_Your task:_
Quote the data below in full, please, without altering anything.

-- Opening Marker --

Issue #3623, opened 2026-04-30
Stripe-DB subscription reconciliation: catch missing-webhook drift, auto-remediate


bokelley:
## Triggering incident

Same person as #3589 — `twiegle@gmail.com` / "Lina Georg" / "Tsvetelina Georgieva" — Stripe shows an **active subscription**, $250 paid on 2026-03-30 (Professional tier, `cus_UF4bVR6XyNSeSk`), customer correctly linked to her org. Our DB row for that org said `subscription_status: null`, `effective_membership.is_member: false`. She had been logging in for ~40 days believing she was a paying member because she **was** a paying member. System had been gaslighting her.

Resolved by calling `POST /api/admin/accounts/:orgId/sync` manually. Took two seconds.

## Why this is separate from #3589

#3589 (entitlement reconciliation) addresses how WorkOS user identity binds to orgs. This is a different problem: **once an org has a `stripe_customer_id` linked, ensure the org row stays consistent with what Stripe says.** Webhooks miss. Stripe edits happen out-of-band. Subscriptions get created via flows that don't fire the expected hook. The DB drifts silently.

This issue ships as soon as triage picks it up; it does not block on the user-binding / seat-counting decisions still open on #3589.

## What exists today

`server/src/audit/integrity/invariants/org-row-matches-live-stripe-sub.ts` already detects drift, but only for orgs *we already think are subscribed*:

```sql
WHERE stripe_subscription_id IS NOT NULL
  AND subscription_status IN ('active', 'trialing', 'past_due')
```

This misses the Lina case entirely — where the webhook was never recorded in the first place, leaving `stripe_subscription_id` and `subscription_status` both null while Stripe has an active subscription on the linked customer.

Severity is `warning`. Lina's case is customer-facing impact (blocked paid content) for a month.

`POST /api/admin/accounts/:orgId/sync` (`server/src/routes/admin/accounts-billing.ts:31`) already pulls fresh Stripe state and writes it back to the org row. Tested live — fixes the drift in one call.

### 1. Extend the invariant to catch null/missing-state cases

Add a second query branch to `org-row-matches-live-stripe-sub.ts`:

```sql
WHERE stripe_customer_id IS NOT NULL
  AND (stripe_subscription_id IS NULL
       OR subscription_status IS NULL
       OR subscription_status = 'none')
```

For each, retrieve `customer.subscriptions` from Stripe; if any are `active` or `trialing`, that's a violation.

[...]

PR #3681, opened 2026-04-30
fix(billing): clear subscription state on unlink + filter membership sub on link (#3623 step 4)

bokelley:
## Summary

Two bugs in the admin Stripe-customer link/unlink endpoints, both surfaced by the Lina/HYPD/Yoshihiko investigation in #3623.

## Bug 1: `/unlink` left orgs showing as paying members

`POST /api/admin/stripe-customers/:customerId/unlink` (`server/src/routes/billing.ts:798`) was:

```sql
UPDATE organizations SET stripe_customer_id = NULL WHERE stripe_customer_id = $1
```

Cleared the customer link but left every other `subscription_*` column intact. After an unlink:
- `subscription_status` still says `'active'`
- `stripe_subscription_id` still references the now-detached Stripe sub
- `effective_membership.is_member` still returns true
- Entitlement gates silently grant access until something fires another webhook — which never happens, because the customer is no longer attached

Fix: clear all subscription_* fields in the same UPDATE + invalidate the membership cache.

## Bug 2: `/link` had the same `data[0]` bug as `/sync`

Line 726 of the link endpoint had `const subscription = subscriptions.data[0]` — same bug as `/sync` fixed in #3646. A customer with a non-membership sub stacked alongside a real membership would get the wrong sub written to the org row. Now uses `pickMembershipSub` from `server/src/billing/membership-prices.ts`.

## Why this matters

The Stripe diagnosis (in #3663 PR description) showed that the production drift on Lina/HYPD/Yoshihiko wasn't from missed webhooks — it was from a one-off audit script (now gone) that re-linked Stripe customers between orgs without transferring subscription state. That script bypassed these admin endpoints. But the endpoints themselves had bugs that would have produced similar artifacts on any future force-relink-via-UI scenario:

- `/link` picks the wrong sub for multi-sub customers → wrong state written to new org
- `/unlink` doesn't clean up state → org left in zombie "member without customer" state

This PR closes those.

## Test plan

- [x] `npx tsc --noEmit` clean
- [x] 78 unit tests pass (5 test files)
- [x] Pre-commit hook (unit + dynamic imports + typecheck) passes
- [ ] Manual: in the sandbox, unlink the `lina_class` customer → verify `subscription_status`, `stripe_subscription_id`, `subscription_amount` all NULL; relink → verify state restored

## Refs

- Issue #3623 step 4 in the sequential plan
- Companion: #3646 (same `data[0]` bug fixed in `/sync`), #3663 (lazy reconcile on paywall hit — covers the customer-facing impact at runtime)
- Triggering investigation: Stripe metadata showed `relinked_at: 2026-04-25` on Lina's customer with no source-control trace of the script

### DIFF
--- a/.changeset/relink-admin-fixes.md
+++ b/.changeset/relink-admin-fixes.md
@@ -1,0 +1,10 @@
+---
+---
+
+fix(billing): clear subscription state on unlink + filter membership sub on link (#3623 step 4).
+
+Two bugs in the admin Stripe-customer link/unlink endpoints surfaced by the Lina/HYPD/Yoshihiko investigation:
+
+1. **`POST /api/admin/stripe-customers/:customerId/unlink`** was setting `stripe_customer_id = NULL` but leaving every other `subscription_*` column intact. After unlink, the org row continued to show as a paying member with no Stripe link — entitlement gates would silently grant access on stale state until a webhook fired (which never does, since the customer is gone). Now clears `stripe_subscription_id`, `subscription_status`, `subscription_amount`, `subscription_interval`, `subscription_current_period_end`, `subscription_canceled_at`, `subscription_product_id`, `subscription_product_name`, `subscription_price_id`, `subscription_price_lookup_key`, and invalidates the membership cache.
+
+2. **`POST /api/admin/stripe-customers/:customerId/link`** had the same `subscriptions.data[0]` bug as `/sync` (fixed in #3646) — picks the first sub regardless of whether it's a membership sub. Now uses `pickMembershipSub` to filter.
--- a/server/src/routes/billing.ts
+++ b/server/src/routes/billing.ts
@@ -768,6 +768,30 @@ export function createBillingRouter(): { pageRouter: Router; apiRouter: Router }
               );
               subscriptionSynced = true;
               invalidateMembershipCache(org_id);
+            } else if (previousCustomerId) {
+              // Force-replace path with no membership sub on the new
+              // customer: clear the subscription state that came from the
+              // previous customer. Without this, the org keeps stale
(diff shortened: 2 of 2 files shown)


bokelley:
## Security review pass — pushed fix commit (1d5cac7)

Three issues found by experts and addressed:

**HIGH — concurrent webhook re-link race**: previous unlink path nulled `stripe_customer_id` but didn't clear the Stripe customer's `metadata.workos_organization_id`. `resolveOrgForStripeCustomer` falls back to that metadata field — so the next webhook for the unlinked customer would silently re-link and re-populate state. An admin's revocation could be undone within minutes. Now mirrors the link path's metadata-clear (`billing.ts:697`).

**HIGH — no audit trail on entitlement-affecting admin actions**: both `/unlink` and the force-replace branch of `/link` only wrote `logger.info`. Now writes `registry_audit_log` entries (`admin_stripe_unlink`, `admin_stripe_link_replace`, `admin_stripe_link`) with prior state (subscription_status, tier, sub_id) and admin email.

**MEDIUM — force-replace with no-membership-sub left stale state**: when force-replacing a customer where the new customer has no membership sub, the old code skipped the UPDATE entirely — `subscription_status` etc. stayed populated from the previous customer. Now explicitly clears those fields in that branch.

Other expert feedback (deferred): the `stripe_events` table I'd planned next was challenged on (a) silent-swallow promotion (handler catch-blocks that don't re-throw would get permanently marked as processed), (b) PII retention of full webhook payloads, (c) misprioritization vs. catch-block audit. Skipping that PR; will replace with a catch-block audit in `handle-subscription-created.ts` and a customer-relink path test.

-- Closing Marker --

_Answer to the problem:_
Issue #3623, opened 2026-04-30
Stripe-DB subscription reconciliation: catch missing-webhook drift, auto-remediate


bokelley:
## Triggering incident

Same person as #3589 — `twiegle@gmail.com` / "Lina Georg" / "Tsvetelina Georgieva" — Stripe shows an **active subscription**, $250 paid on 2026-03-30 (Professional tier, `cus_UF4bVR6XyNSeSk`), customer correctly linked to her org. Our DB row for that org said `subscription_status: null`, `effective_membership.is_member: false`. She had been logging in for ~40 days believing she was a paying member because she **was** a paying member. System had been gaslighting her.

Resolved by calling `POST /api/admin/accounts/:orgId/sync` manually. Took two seconds.

## Why this is separate from #3589

#3589 (entitlement reconciliation) addresses how WorkOS user identity binds to orgs. This is a different problem: **once an org has a `stripe_customer_id` linked, ensure the org row stays consistent with what Stripe says.** Webhooks miss. Stripe edits happen out-of-band. Subscriptions get created via flows that don't fire the expected hook. The DB drifts silently.

This issue ships as soon as triage picks it up; it does not block on the user-binding / seat-counting decisions still open on #3589.

## What exists today

`server/src/audit/integrity/invariants/org-row-matches-live-stripe-sub.ts` already detects drift, but only for orgs *we already think are subscribed*:

```sql
WHERE stripe_subscription_id IS NOT NULL
  AND subscription_status IN ('active', 'trialing', 'past_due')
```

This misses the Lina case entirely — where the webhook was never recorded in the first place, leaving `stripe_subscription_id` and `subscription_status` both null while Stripe has an active subscription on the linked customer.

Severity is `warning`. Lina's case is customer-facing impact (blocked paid content) for a month.

`POST /api/admin/accounts/:orgId/sync` (`server/src/routes/admin/accounts-billing.ts:31`) already pulls fresh Stripe state and writes it back to the org row. Tested live — fixes the drift in one call.

### 1. Extend the invariant to catch null/missing-state cases

Add a second query branch to `org-row-matches-live-stripe-sub.ts`:

```sql
WHERE stripe_customer_id IS NOT NULL
  AND (stripe_subscription_id IS NULL
       OR subscription_status IS NULL
       OR subscription_status = 'none')
```

For each, retrieve `customer.subscriptions` from Stripe; if any are `active` or `trialing`, that's a violation.

[...]

PR #3681, opened 2026-04-30
fix(billing): clear subscription state on unlink + filter membership sub on link (#3623 step 4)

bokelley:
## Summary

Two bugs in the admin Stripe-customer link/unlink endpoints, both surfaced by the Lina/HYPD/Yoshihiko investigation in #3623.

## Bug 1: `/unlink` left orgs showing as paying members

`POST /api/admin/stripe-customers/:customerId/unlink` (`server/src/routes/billing.ts:798`) was:

```sql
UPDATE organizations SET stripe_customer_id = NULL WHERE stripe_customer_id = $1
```

Cleared the customer link but left every other `subscription_*` column intact. After an unlink:
- `subscription_status` still says `'active'`
- `stripe_subscription_id` still references the now-detached Stripe sub
- `effective_membership.is_member` still returns true
- Entitlement gates silently grant access until something fires another webhook — which never happens, because the customer is no longer attached

Fix: clear all subscription_* fields in the same UPDATE + invalidate the membership cache.

## Bug 2: `/link` had the same `data[0]` bug as `/sync`

Line 726 of the link endpoint had `const subscription = subscriptions.data[0]` — same bug as `/sync` fixed in #3646. A customer with a non-membership sub stacked alongside a real membership would get the wrong sub written to the org row. Now uses `pickMembershipSub` from `server/src/billing/membership-prices.ts`.

## Why this matters

The Stripe diagnosis (in #3663 PR description) showed that the production drift on Lina/HYPD/Yoshihiko wasn't from missed webhooks — it was from a one-off audit script (now gone) that re-linked Stripe customers between orgs without transferring subscription state. That script bypassed these admin endpoints. But the endpoints themselves had bugs that would have produced similar artifacts on any future force-relink-via-UI scenario:

- `/link` picks the wrong sub for multi-sub customers → wrong state written to new org
- `/unlink` doesn't clean up state → org left in zombie "member without customer" state

This PR closes those.

## Test plan

- [x] `npx tsc --noEmit` clean
- [x] 78 unit tests pass (5 test files)
- [x] Pre-commit hook (unit + dynamic imports + typecheck) passes
- [ ] Manual: in the sandbox, unlink the `lina_class` customer → verify `subscription_status`, `stripe_subscription_id`, `subscription_amount` all NULL; relink → verify state restored

## Refs

- Issue #3623 step 4 in the sequential plan
- Companion: #3646 (same `data[0]` bug fixed in `/sync`), #3663 (lazy reconcile on paywall hit — covers the customer-facing impact at runtime)
- Triggering investigation: Stripe metadata showed `relinked_at: 2026-04-25` on Lina's customer with no source-control trace of the script

### DIFF
--- a/.changeset/relink-admin-fixes.md
+++ b/.changeset/relink-admin-fixes.md
@@ -1,0 +1,10 @@
+---
+---
+
+fix(billing): clear subscription state on unlink + filter membership sub on link (#3623 step 4).
+
+Two bugs in the admin Stripe-customer link/unlink endpoints surfaced by the Lina/HYPD/Yoshihiko investigation:
+
+1. **`POST /api/admin/stripe-customers/:customerId/unlink`** was setting `stripe_customer_id = NULL` but leaving every other `subscription_*` column intact. After unlink, the org row continued to show as a paying member with no Stripe link — entitlement gates would silently grant access on stale state until a webhook fired (which never does, since the customer is gone). Now clears `stripe_subscription_id`, `subscription_status`, `subscription_amount`, `subscription_interval`, `subscription_current_period_end`, `subscription_canceled_at`, `subscription_product_id`, `subscription_product_name`, `subscription_price_id`, `subscription_price_lookup_key`, and invalidates the membership cache.
+
+2. **`POST /api/admin/stripe-customers/:customerId/link`** had the same `subscriptions.data[0]` bug as `/sync` (fixed in #3646) — picks the first sub regardless of whether it's a membership sub. Now uses `pickMembershipSub` to filter.
--- a/server/src/routes/billing.ts
+++ b/server/src/routes/billing.ts
@@ -768,6 +768,30 @@ export function createBillingRouter(): { pageRouter: Router; apiRouter: Router }
               );
               subscriptionSynced = true;
               invalidateMembershipCache(org_id);
+            } else if (previousCustomerId) {
+              // Force-replace path with no membership sub on the new
+              // customer: clear the subscription state that came from the
+              // previous customer. Without this, the org keeps stale
(diff shortened: 2 of 2 files shown)


bokelley:
## Security review pass — pushed fix commit (1d5cac7)

Three issues found by experts and addressed:

**HIGH — concurrent webhook re-link race**: previous unlink path nulled `stripe_customer_id` but didn't clear the Stripe customer's `metadata.workos_organization_id`. `resolveOrgForStripeCustomer` falls back to that metadata field — so the next webhook for the unlinked customer would silently re-link and re-populate state. An admin's revocation could be undone within minutes. Now mirrors the link path's metadata-clear (`billing.ts:697`).

**HIGH — no audit trail on entitlement-affecting admin actions**: both `/unlink` and the force-replace branch of `/link` only wrote `logger.info`. Now writes `registry_audit_log` entries (`admin_stripe_unlink`, `admin_stripe_link_replace`, `admin_stripe_link`) with prior state (subscription_status, tier, sub_id) and admin email.

**MEDIUM — force-replace with no-membership-sub left stale state**: when force-replacing a customer where the new customer has no membership sub, the old code skipped the UPDATE entirely — `subscription_status` etc. stayed populated from the previous customer. Now explicitly clears those fields in that branch.

Other expert feedback (deferred): the `stripe_events` table I'd planned next was challenged on (a) silent-swallow promotion (handler catch-blocks that don't re-throw would get permanently marked as processed), (b) PII retention of full webhook payloads, (c) misprioritization vs. catch-block audit. Skipping that PR; will replace with a catch-block audit in `handle-subscription-created.ts` and a customer-relink path test.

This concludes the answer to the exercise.